Going to school at Elon, or any other university where the sex ratio is unfairly proportioned for females, can make it extremely difficult to pass up on any interested guy. But just because he likes you doesn’t automatically mean you have to like him.

It's as simple as a mouse. A computer mouse, that is.

What you need is a double click.

Now, you are probably sitting there thinking that I have completely lost my mind. Either that, or I have gained some obscene interest in computers. But fear not, this is a valid theory.

Think about when you are trying to open up a file on your computer. You can click that stupid little icon a million times, but if your click isn’t a double click, then your singular attempts could last for hours. The same goes for relationships. Unless it is a double click, a relationship just won’t open.

A lot of times women (and men) feel a certain need to settle for whatever is lying around. In those cases, it is more of a fear of being alone than a true sense of fondness that creates a relationship.

Please don’t fall into the habit of becoming one of those girls who just always has to have a boyfriend. You know the kind of girl I am talking about. She seems to acquire a brand-new man every month.

But if you really think about it, she is always getting a new boyfriend because she probably never liked the first one.

For her, and for many other girls out there, it seems easier to settle for a man and gain the title of “girlfriend” than to face being single. Of course, after a month she is so annoyed with the poor man she has to let him go and find another.

Right, because the next one is going to work out so much better.

A dear friend of mine was once in a very similar situation with a certain golfer.
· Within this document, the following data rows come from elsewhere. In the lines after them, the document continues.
PR #960, opened 2019-03-01
feat: invalidDefaults option to warn when defaults are ignored, fixes #957

### LINKED ISSUE #957: Allow easy detection of ignored `default` keywords in schemas

6.9.1

When using ajv with `useDefaults: true`, the `default` keyword is ignored in some cases, as documented in the readme. If someone is aware of the existence of the `default` keyword but isn't familiar with the details of where it can be used, they might inadvertently use it in a place where it's ignored, resulting in a buggy schema. (This recently caused some bugs in ESLint rules -- also see https://github.com/eslint/eslint/pull/11427.)

We'd like to detect this problem so that schema authors can fix the issue. As far as I can tell, there isn't a simple way for an external tool to figure out whether an ignored `default` keyword exists in a user-provided schema, without reimplementing some of the logic from `ajv`.

It should be possible to opt into a mode where invalid `default` keywords result in a compilation or validation error, rather than being ignored. It seems like this could in principle be added to the meta-schema, although it could make the meta-schema substantially larger. Another possibility could be to add an option to the `Ajv` constructor that causes this case to throw an error.

I'm willing to give it a shot if there is agreement that this is worthwhile.

not-an-aardvark:

#957

This adds an `invalidDefaults` option to implement the suggestion from https://github.com/epoberezkin/ajv/issues/957.

(I chose the name `invalidDefaults` rather than `ignoredDefaults` because the defaults are no longer actually ignored, depending on the value of the option.)

I'm not very familiar with how the `dotjs` templates work, so it might be worth double-checking that I did that correctly.


epoberezkin (commented):
Thank you. Not convinced they should be called “invalid” :) They are valid from JSON Schema point of view, it’s just that Ajv ignores them as there is no easy way to apply them. Will review and merge the code over weekend - ok?

not-an-aardvark:
Sure, no problem. Is there a name you would recommend instead? (Maybe something like `unusedDefaults`?)

epoberezkin:
I think ignoredDefaults was fine, there are two options that allow value “ignore”. I am guessing here - maybe you think it looks too similar to “ignoreDefaults” and can be confusing? We also could “simplify” the whole thing and cram it into useDefaults option - “warn” would log unused defaults and “strict” would throw? Not sure :) 

unusedDefaults is cool too - consistent with useDefaults

epoberezkin:
unusedDefaults it is then :)

not-an-aardvark:
I think my confusion with `ignoredDefaults` is that while the defaults were previously being ignored before adding this option, they are now sometimes logging a warning or reporting an error, which intuitively doesn't seem like they're being ignored

I'm certainly happy to change it to `ignoredDefaults` if you'd prefer -- I'm just mentioning this in case other people would be similarly confused.

epoberezkin:
> I think my confusion with `ignoredDefaults` is that while the defaults were previously being ignored before adding this option, they are now sometimes logging a warning or reporting an error, which intuitively doesn't seem like they're being ignored

I see... so we need some option that would mean to throw if some defaults are not used.

Maybe strictDefaults: true/'log'? The meaning is to only allow defaults that are used, and report other defaults?

From reading the issue you want to throw:

> It should be possible to opt into a mode where invalid `default` keywords result in a compilation or validation error, rather than being ignored.

If so, we could do useDefaults: true/'strict' and leave any possible further extension to the future. Logging is not that useful normally...

Anyway, I am probably thinking too much about it :) Happy with either of the above: strictDefaults or useDefaults extension - your call.

epoberezkin:
Going to merge it with strictDefaults - I want to release it today

not-an-aardvark:
Thanks!

Issue #980, opened 2019-03-29
anyOf validation errors only present when other validations fail


mseeley:
**What version of Ajv are you using? Does the issue happen if you use the latest version?**

6.10.0

**Ajv options object**

```javascript
undefined
```

**JSON Schema**

The schema intends to define a recursive structure. Valid data examples below.

```json
const schema = {
  "$schema": "http://json-schema.org/draft-07/schema",
  "$ref": "#/definitions/stages",
  "definitions": {
    "stages": {
      "type": "array",
      "minItems": 1,
      "items": {
        "anyOf": [
          { "$ref": "#/definitions/stages" },
          { "$ref": "#/definitions/stage" }
        ]
      }
    },
    "stage": {
      "type": "object",
      "properties": {
        "name": {
          "type": "string",
          "minLength": 1
        }
      }
    }
  }
};
```

**Sample data**

Invalid

```json
[{ "name": "" }]
```

Valid (flat)

```
[{ "name": "A" }]
```

Valid (nested)

The JSON is a composite structure. It's an array of object or other arrays containing objects.

```
[
  { "name": "A" },
  [
    { "name": "B" },
    { "name": "C" }
  ]
]
```

**Your code**

Demo: https://runkit.com/mseeley/ajv

```javascript
// See demo
```

**Validation result, data AFTER validation, error messages**

Validation fails due to the empty `name` attribute. Data is unchanged.

```
[
  {
    "keyword": "type",
    "dataPath": "[0]",
    "schemaPath": "#/type",
    "params": {
      "type": "array"
    },
    "message": "should be array"
  },
  {
    "keyword": "minLength",
    "dataPath": "[0].name",
    "schemaPath": "#/definitions/stage/properties/name/minLength",
    "params": {
      "limit": 1
    },
    "message": "should NOT be shorter than 1 characters"
  },
  {
    "keyword": "anyOf",
    "dataPath": "[0]",
    "schemaPath": "#/items/anyOf",
    "params": {},
    "message": "should match some schema in anyOf"
  }
]
```

**What results did you expect?**

I'm expecting an `errors` object containing only the failed `minLength` failure as changing `name` to a string with length > 0 causes the test to pass. This to me suggests the other two errors are not truly errors. I can't filter out `anyOf` errors as an array containing anything besides other array or object should fail `anyOf`.

I _believe_ the non minLength errors are related to the anyOf check where the first member of the array could have been another array instead of an object.

**Are you going to resolve the issue?**

[...]

Issue #828, opened 2018-08-02
Reduced error messages returned from oneOf/anyOf


stoked10:
I'll start off with great tool! I've been converting all of our schema validation from another, much slower, package. The "problem" I have is that we use the error messages returned to display the error to our application's front end. The "issue" I have is that oneOf/anyOf combined with if/then returns all of the failed errors making it impossible to determine why it failed. 

I'm currently using 6.5.2

The follow example is hand typed because I'm on a disconnected network, so please excuse any typos:
```json
{
  "type": "array",
  "additionalProperties": false,
  "items": [
    {
      "type": "object",
      "additionalProperties": false,
      "properties": {
        "type": {
          "type": "string",
          "enum": ["circle","triangle","polygon"]
        },
        "points": {
          "type": "array",
          "items": points,
          "oneOf": [
            {
              "if": {"properties": {"type": {"enum": ["circle"]}}},
              "then": { "minItems": 1, "maxItems": 1 }
            },
            {
              "if": {"properties": {"type": {"enum": ["triangle"]}}},
              "then": {"minItems": 3,"maxItems": 3}
            },
            {
              "if": {"properties": {"type": {"enum": ["polygon"]}}},
              "then": { "minItems": 3 }
            }
          ]
        }
      }
    }
  ]
}
```
points are defined as a latitude and longitude. 
if I pass in json like this:
```json
[
  {
    "type": "triangle",
    "points": [{"lat":"1N", "long":"2E"}, {"lat":"2N","long":"3E"}],
  },
]
```
I get a lot of errors back:

```json
[
{ "path": "0.points", "type": "maxItems", "message: 'should NOT have more than 1 items" }
{ "path": "0.points", "type": "if", "message": "should match then schema" }
{ "path": "0.points", "type": "minItems", "message": "should NOT have less than 3 items" }
{ "path": "0.points", "type": "if", "message": "should match then schema" }
{ "path": "0.points", "type": "minItems", "message": "should NOT have less than 3 items" }
{ "path": "0.points", "type": "if", "message": "should match then schema" }
]
```
What I'd really like to get back is just:
```json
{ "path": "0.points", "type": "minItems", "message": "should NOT have less than 3 items" }
{ "path": "0.points", "type": "if", "message": "should match then schema" }
```

Is it possible to add a flag for this? Or is this something I missed that already exits?

epoberezkin:
[...]

Issue #201, opened 2016-05-28
how to reduce validation errors to chosen path of `anyOf`


mbroadst:
relevant code example:

```
let PointSchema = {
  id: 'point',
  anyOf: [
    {
      type: 'object',
      properties: {
        latitude: { type: 'number' },
        longitude: { type: 'number' }
      },
      required: [ 'latitude', 'longitude' ]
    },
    {
      type: 'array',
      description: 'GeoJSON format',
      items: [ { type: 'number' }, { type: 'number' } ],
      additionalItems: false,
      minItems: 2
    }
  ]
};

const Ajv = require('ajv');
let ajv = Ajv();
ajv.addSchema(PointSchema, 'point');
let validate = ajv.compile(PersonSchema);
let valid = validate({
  name: 'BadBob',
  location: [ 200 ]
});

console.log(validate.errors);
```

results in:

```
[ { keyword: 'type',
    dataPath: '.location',
    schemaPath: 'point/anyOf/0/type',
    params: { type: 'object' },
    message: 'should be object' },
  { keyword: 'minItems',
    dataPath: '.location',
    schemaPath: 'point/anyOf/1/minItems',
    params: { limit: 2 },
    message: 'should NOT have less than 2 items' },
  { keyword: 'anyOf',
    dataPath: '.location',
    schemaPath: 'point/anyOf',
    params: {},
    message: 'should match some schema in anyOf' } ]
```

In this case, the first path of `anyOf` should not have been followed (as the input is not an object but instead an array). Unfortunately, I get back a sort of confusing collection of errors for the user which I'll now have to go back and parse my way through manually it seems. 

Is there a way to reduce the output errors to only the path followed which best matches the input?

mbroadst:
hm, I thought the solution might be to switch to `oneOf` (instead of `anyOf`, so we're only reporting errors for the path chosen), but that results in the following somewhat useless error:

```
testing:  { name: 'BadBob', location: [ 200 ] }
valid:  false
errors:  [ { keyword: 'oneOf',
    dataPath: '.location',
    schemaPath: 'point/oneOf',
    params: {},
    message: 'should match exactly one schema in oneOf' } ]
```

epoberezkin:
anyOf collects one error for each subschema and if no valid subschema is found it also adds anyOf error. Determining which of failing subschemas "best matches" the input is not trivial - it seems to be out of scope of validation and more like in application scope.

[...]

PR #1012, opened 2019-05-23
feat: group anyOf errors under each branch

ForbesLindesay:

It looks like there are a number of issues where people are complaining about how difficult it is to tell what the real errors are when a schema fails to match an `anyOf` constraint. I think the problem is that you can get two conflicting errors for two different branches, and there's nothing to indicate which conditions are "or" and which are "and".

I think this would go a long way towards resolving issues reported in #201 #980 #828 

My solution is a structure like:

```js
[ { keyword: 'anyOf',
    dataPath: '',
    schemaPath: '#/anyOf',
    params:
     { errors:
        [ [ { keyword: 'type',
              dataPath: '',
              schemaPath: '#/anyOf/0/type',
              params: { type: 'number' },
              message: 'should be number',
              schema: 'number',
              parentSchema: { type: 'number' },
              data: 'foo' } ],
          [ { keyword: 'type',
              dataPath: '',
              schemaPath: '#/anyOf/1/type',
              params: { type: 'integer' },
              message: 'should be integer',
              schema: 'integer',
              parentSchema: { type: 'integer' },
              data: 'foo' } ] ] },
    message: 'should match some schema in anyOf',
    schema: [ { type: 'number' }, { type: 'integer' } ],
    parentSchema: { anyOf: [ { type: 'number' }, { type: 'integer' } ] },
    data: 'foo' } ]
```

which indicates that one branch of the `anyOf` had the error "should be number" and the other branch had the error "should be integer".

This fails some of the tests in json-schema-test about recursive schemas, I'm not 100% sure how I should go about fixing those.

BREAKING CHANGE: the error structure has changed for `anyOf` errors.

### DIFF
--- a/lib/dot/anyOf.jst
+++ b/lib/dot/anyOf.jst
@@ -15,6 +15,8 @@
 
   {{# def.setCompositeRule }}
 
+  var anyOf_vErrors_{{=$dataLvl}} = vErrors;
+  var anyOf_errors_{{=$dataLvl}} = null;
   {{~ $schema:$sch:$i }}
     {{
       $it.schema = $sch;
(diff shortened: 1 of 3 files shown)


epoberezkin:
1. As it's a breaking change it could only be introduced with an option, e.g.: groupErrors
2. I would like to look at the proposed errors format in draft-08 JSON-Schema spec (not published yet) - it makes sense to just use it.
3. If this feature is introduced it needs to be done for anyOf, oneOf, and allOf together.

As a workaround it's relatively easy to attribute an error to a branch by looking at schemaPath, so it can be done in the application code by parsing it.

Some of the tests fail because they assert the specific number of errors - they need to be reviewed.

epoberezkin (changes requested):
1. As it's a breaking change it could only be introduced with an option, e.g.: groupErrors
2. I would like to look at the proposed errors format in draft-08 JSON-Schema spec (not published yet) - it makes sense to just use it.
3. If this feature is introduced it needs to be done for anyOf, oneOf, and allOf together.

As a workaround it's relatively easy to attribute an error to a branch by looking at schemaPath, so it can be done in the application code by parsing it.

Some of the tests fail because they assert the specific number of errors - they need to be reviewed.

epoberezkin:
closing...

But rather than tell the guy her true feelings, she attempted to make the best of it.

Well, the “best of it” ended with her getting annoyed with his “clinginess” and telling the poor boy to shove his putter up his ... Well, let’s just say it wasn’t his golf bag.

Not only is it unfair for you to settle, it’s also hurting the other person involved. To get yourself into a situation — or even to prolong the inevitable — is unfair to that person; for if he likes you now, he will probably like you even more later on.

It may be scary to let him go and wait for someone else to come along. But you know the saying; Good things come to those who wait.

Tell him the truth. Explain that while he is a great guy, he just isn’t the guy for you. He will eventually understand, and in the long run he will probably thank you.

And let me tell you, there is nothing better than a double click after a long series of attempts.

Trust me on this one.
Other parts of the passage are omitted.